INFORMATION SUPPLIED:
PR #7695, opened 2025-01-31
use useHref'ed href for router based navigation

jprosevear:
Closes https://github.com/adobe/react-spectrum/issues/5476#issuecomment-2296522896

This make require a lot of setup for testing, but generally speaking relative links in routers don't work because the useHref'ed value is not used for navigation.

Originally investigated in heroui-inc/heroui

## ✅ Pull Request Checklist:


packages/@react-aria/link/src/useLink.ts
```diff
@@ -87,10 +87,10 @@ export function useLink(props: AriaLinkOptions, ref: RefObject<FocusableElement
           // If props are applied to a router Link component, it may have already prevented default.
           !e.isDefaultPrevented() &&
           shouldClientNavigate(e.currentTarget, e) &&
-          props.href
+          routerLinkProps.href
         ) {
           e.preventDefault();
-          router.open(e.currentTarget, e, props.href, props.routerOptions);
+          router.open(e.currentTarget, e, routerLinkProps.href, props.routerOptions);
```
jprosevear, line 93: routerLinkProps.href is the useHref value, so that relative links are computed correctly.  For instance if you are under /blogs in React Router, useHref will compute "/blogs/1" if href="1"

jprosevear:
The test failures make sense broadly in that its not expecting to use the full path from useHref for navigation.

```
expect(navigate).toHaveBeenCalledWith('/base/foo', {foo: 'bar'});
```

would be the fix

packages/@react-aria/link/src/useLink.ts
jprosevear: An alternative might be to call it with e.currentTarget.href

jprosevear:
@devongovett i think you wrote the related code originally?

snowystinger:
Thanks for the PR, you'll need to sign the CLA https://react-spectrum.adobe.com/contribute.html#contributor-license-agreement
Also, if you could update the tests so they pass, it'd help with the review.

Thanks again!

jprosevear:
> Thanks for the PR, you'll need to sign the CLA https://react-spectrum.adobe.com/contribute.html#contributor-license-agreement Also, if you could update the tests so they pass, it'd help with the review.

That's not a problem, the key question is if the updated behaviour is correct or is the current behaviour "as designed" or something.

Also how to potentially handle host based links like https://example.com which are quasi-broken even now afaict.

jprosevear:
Ok, I went back to first creating stories that I believe demonstrate the problem for better discussion.  

First, you can see that the href prop on the link is incorrect (useHref constructs ).

image

https://github.com/adobe/react-spectrum/blob/a861ca4d8ecd6c5d3e5b42abf752a2a16c97f3f2/packages/%40react-aria/link/src/useLink.ts#L70 merges the useHref outcome into the props and that becomes the href prop on the link.

Second, the next_nested link has the correct href attribute because routerProps.href is merge, but the onclick handler uses the original href (props.href == "next_nested" at https://github.com/adobe/react-spectrum/blob/a861ca4d8ecd6c5d3e5b42abf752a2a16c97f3f2/packages/%40react-aria/link/src/useLink.ts#L93) instead of the instead of the useHref value ("nested/next_nested")

image

So the correct behavior is:

* if the navigation will be done by the router use routerProps.href as the path to router.open AND pass  routerProps.href as href from useLink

WHAT THE TASK REQUIRES:
Could you set down every line above exactly as written?

THE COMPLETED TASK:
PR #7695, opened 2025-01-31
use useHref'ed href for router based navigation

jprosevear:
Closes https://github.com/adobe/react-spectrum/issues/5476#issuecomment-2296522896

This make require a lot of setup for testing, but generally speaking relative links in routers don't work because the useHref'ed value is not used for navigation.

Originally investigated in heroui-inc/heroui

## ✅ Pull Request Checklist:


packages/@react-aria/link/src/useLink.ts
```diff
@@ -87,10 +87,10 @@ export function useLink(props: AriaLinkOptions, ref: RefObject<FocusableElement
           // If props are applied to a router Link component, it may have already prevented default.
           !e.isDefaultPrevented() &&
           shouldClientNavigate(e.currentTarget, e) &&
-          props.href
+          routerLinkProps.href
         ) {
           e.preventDefault();
-          router.open(e.currentTarget, e, props.href, props.routerOptions);
+          router.open(e.currentTarget, e, routerLinkProps.href, props.routerOptions);
```
jprosevear, line 93: routerLinkProps.href is the useHref value, so that relative links are computed correctly.  For instance if you are under /blogs in React Router, useHref will compute "/blogs/1" if href="1"

jprosevear:
The test failures make sense broadly in that its not expecting to use the full path from useHref for navigation.

```
expect(navigate).toHaveBeenCalledWith('/base/foo', {foo: 'bar'});
```

would be the fix

packages/@react-aria/link/src/useLink.ts
jprosevear: An alternative might be to call it with e.currentTarget.href

jprosevear:
@devongovett i think you wrote the related code originally?

snowystinger:
Thanks for the PR, you'll need to sign the CLA https://react-spectrum.adobe.com/contribute.html#contributor-license-agreement
Also, if you could update the tests so they pass, it'd help with the review.

Thanks again!

jprosevear:
> Thanks for the PR, you'll need to sign the CLA https://react-spectrum.adobe.com/contribute.html#contributor-license-agreement Also, if you could update the tests so they pass, it'd help with the review.

That's not a problem, the key question is if the updated behaviour is correct or is the current behaviour "as designed" or something.

Also how to potentially handle host based links like https://example.com which are quasi-broken even now afaict.

jprosevear:
Ok, I went back to first creating stories that I believe demonstrate the problem for better discussion.  

First, you can see that the href prop on the link is incorrect (useHref constructs ).

image

https://github.com/adobe/react-spectrum/blob/a861ca4d8ecd6c5d3e5b42abf752a2a16c97f3f2/packages/%40react-aria/link/src/useLink.ts#L70 merges the useHref outcome into the props and that becomes the href prop on the link.

Second, the next_nested link has the correct href attribute because routerProps.href is merge, but the onclick handler uses the original href (props.href == "next_nested" at https://github.com/adobe/react-spectrum/blob/a861ca4d8ecd6c5d3e5b42abf752a2a16c97f3f2/packages/%40react-aria/link/src/useLink.ts#L93) instead of the instead of the useHref value ("nested/next_nested")

image

So the correct behavior is:

* if the navigation will be done by the router use routerProps.href as the path to router.open AND pass  routerProps.href as href from useLink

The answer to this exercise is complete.